Investigation of Ozone formation Chemistry in New York City
Abstract
Air quality regulators have been actively working to tackle the issue of ozone pollution in urban areas since the 1950s. However, despite their persistent efforts, a substantial portion of the American population continues to reside in locales designated as non-compliant with the Environmental Protection Agency's ground-level ozone standards. In the past, nitrogen oxides (NOx) and volatile organic compounds (VOCs) emitted predominantly through combustion, particularly from vehicular sources, constituted the primary precursors driving ozone formation in cities like Los Angeles. These anthropogenic combustion byproducts also exert a significant influence on ozone chemistry in other urban settings, although a multitude of emission sources, such as biogenic VOCs and NOx emissions from power plants, also contribute to this intricate interplay.
As emission reduction programs have achieved success in reducing combustion related VOCs, a category of VOCs known as Volatile Chemical Products (VCPs) has emerged as a significant contributor, particularly in densely populated regions1. VCPs include personal care products, cleaning products, fragrances, and solvents. Although the total amounts of VCPs used are small compared to fossil fuels (e.g., gasoline), well over 90% of the VOCs evaporate into the air where they can interact with other pollutants in the atmosphere, contributing to the formation of ozone. However, the exact impact of VCPs emissions on air quality, specifically in relation to ozone formation, remains poorly quantified1. Preliminary studies suggest that under certain conditions, VCP emissions have the potential to enhance concentrations of ozone and secondary organic aerosol.
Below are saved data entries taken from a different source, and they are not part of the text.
PR #3176, opened 2026-08-02
fix(release): retry post-publish readback

glifocat:
## Type of Change

## Description

The v2.1.54 publish run created the exact annotated tag and immutable GitHub Release, then failed its immediate final read-back. A fresh read returned the complete release and passed the same exact-state planner. The workflow log did not preserve which just-created field was still propagating.

This change adds a separate post-publication read-back state. It treats two exact states as pending: the annotated tag exists but the Release is not listed yet, or every Release field matches except that immutability is not visible yet. The workflow retries those states six times with 2, 4, 8, 16, and 32-second waits.

Wrong tag targets, titles, bodies, draft or prerelease state, and other invariant failures still stop immediately. The workflow also fails closed when the bounded retry window expires. `RELEASING.md` and the changelog now describe that behavior.

The failure was observed in [Release run 30713367404](https://github.com/nanocoai/nanoclaw/actions/runs/30713367404).

## Verification

- `pnpm exec vitest run scripts/release.test.ts` (27 tests)
- `pnpm exec vitest run` (1,242 tests)
- `pnpm exec tsc --noEmit`
- Prettier check on all changed files
- Actionlint 1.7.12 on `.github/workflows/release.yml`
- `git diff --check`

### DIFF
--- a/.github/workflows/release.yml
+++ b/.github/workflows/release.yml
@@ -291,13 +291,33 @@ jobs:
             echo "::notice::GitHub Release $TAG already matches the requested publication; nothing to change."
           fi
 
-          git fetch --force origin --tags
-          write_tag_state
-          write_release_state
-          FINAL_STATE=$(node scripts/release.mjs plan "$RELEASE_VERSION" "$TARGET_SHA" \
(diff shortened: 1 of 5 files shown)


gavrielc (approved):
great!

Additionally, it is important to consider the influence of wildfire smoke on air quality and ozone formation. Wildfires release substantial amounts of particulate matter and pollutants, including VOCs and NOx, into the atmosphere contributing to poor air quality, affecting both urban and rural areas. Given the increasing frequency of wildfires due to climate change, studying the effects of wildfire smoke on air quality is becoming increasingly important2-3. Historically the Western US has been affected by wildfire smoke much more than the rest of the US, however, June 2023 has been marked by dramatic impacts of wildfire smoke on air quality in the Mid-West and Eastern US due to Canadian wildfires.
To comprehensively assess the influence of the above discussed phenomena on ozone formation and concentrations, it is crucial to conduct extensive measurements of these compounds at specific monitoring sites. In line with this, we will be deploying the "ECHAMP" peroxy radical sensor to the CUNY Advanced Science Research Center in upper Manhattan during the summer of 2023 as part of the NOAA AEROMMA / NYC-METS family of projects. By measuring peroxy radicals, we will be able to quantify instantaneous ozone formation rates. Combined with measurements of VOCs (including PCPs and smoke-related compounds) we will be able to quantify the influence of PCPs and wildfire smoke on ozone formation in the greater NYC area.